<<<<
PR #87, opened 2018-02-13
Use dynamic parent Q for children's prior

killerducky:
As the search collects more data, update unvisited children with the new more accurate prior.

This is an alternative to #41. LZ is testing this now https://github.com/gcp/leela-zero/pull/866, so far it is slightly worse than the current FPU reduction code in LZ (140-162 = 46%). But IMO it's still better since it seems more logical.

Here are my test results for minigo.

```
mgbase-000199-lightning-r-800       5  7.69%       3   9.09%     2   6.25%    239.29
mgdynpq-000199-lightning-r-800     60 92.31%       30 93.75%     30 90.91%    250.58
                                                   33 50.77%     32 49.23%
```

### DIFF
--- a/mcts.py
+++ b/mcts.py
@@ -122,6 +122,16 @@ class MCTSNode(object):
         "Return value of position, from perspective of player to play."
         return self.Q * self.position.to_play
 
+    # As the search collects more data, update unvisited children with the
+    # new more accurate prior.
+    # TODO: Maybe we could update even the nodes we have already visited?
+    # We could remove the prior from child_W and always add it in one of
+    # the getter functions
+    def update_child_W_prior(self):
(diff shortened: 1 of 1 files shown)


amj:
This looks awesome, thanks for doing it!  Do you have an idea if this change affects playout speed?  I don't think we've got any instructions for how to profile it, but is that something you'd be able to do?  MCTS is the most executed code in any given game, by far, and it can be pretty easy to fall off the numpy-optimized paths.

killerducky:
This code needs to account for virtual losses. I'll work on it later.

amj:
We've learned some interesting things here ;)  Closing as obsolete.

PR #92, opened 2018-02-15
Adds validate call to rl_runner. Fixes #43

### LINKED ISSUE #43: Create validation set (self-play and professional)
For some small percent of self-play games, we should set them aside, never train on them, and check the value net loss on these games. This should help us figure out if we're overfitting.

A variant on this is to create a validation set of pro games. Self-play validation sets are nice because there's not a very large library of pro 9x9 games. But for 19x19, a pro validation set is doable.

amj:
Also:
- Changes default # of validation steps 
- Ensures the summary log is written afterwards

Fixes #43

### DIFF
--- a/rl_runner.py
+++ b/rl_runner.py
@@ -44,6 +44,10 @@ def loop(logdir=None):
             subprocess.call(
                 ("python rl_loop.py train --logdir=%s" % logdir).split())
 
+        with timer("validate"):
+            subprocess.call(
+                ("python rl_loop.py validate --logdir=%s" % logdir).split())
+
 
 if __name__ == '__main__':
     argh.dispatch_command(loop)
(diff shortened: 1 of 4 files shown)


rl_runner.py
```diff
@@ -44,6 +44,10 @@ def loop(logdir=None):
             subprocess.call(
                 ("python rl_loop.py train --logdir=%s" % logdir).split())
 
+        with timer("validate"):
```
Kashomon: Hm. Do we want the trainer to do both validation and training?

amj: yeah, why not?  validate is ~a minute, or about ~1% of overhead

Kashomon: SGTM.

amj: We might re-visit this when we containerize the trainer; Brian mentioned that he'd like more validation steps, which would move us from 1% overhead up to 2% or 3% which seems like enough to break validation off of the main trainer process.

PR #109, opened 2018-02-22
Remove anti-affinity constraint for scheduling gpu-player

amj:
not needed and seems to greatly slow down scheduling.

### DIFF
--- a/cluster/gpu-player.yaml
+++ b/cluster/gpu-player.yaml
@@ -3,28 +3,20 @@ kind: Job
 metadata:
   name: minigo-gpu-player
 spec:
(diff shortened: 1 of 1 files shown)


cluster/gpu-player.yaml
```diff
@@ -3,29 +3,21 @@ kind: Job
 metadata:
   name: minigo-gpu-player
 spec:
-  parallelism: $NUM_K8S_NODES
+  parallelism: 10
```
Kashomon: Should this be configurable?

amj: nah.  it's not worth the math hassle, plus it's easier to fly it manually.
>>>>
Look through the material and copy each line that has "cluster".

Solution for this problem
--- a/cluster/gpu-player.yaml
+++ b/cluster/gpu-player.yaml
cluster/gpu-player.yaml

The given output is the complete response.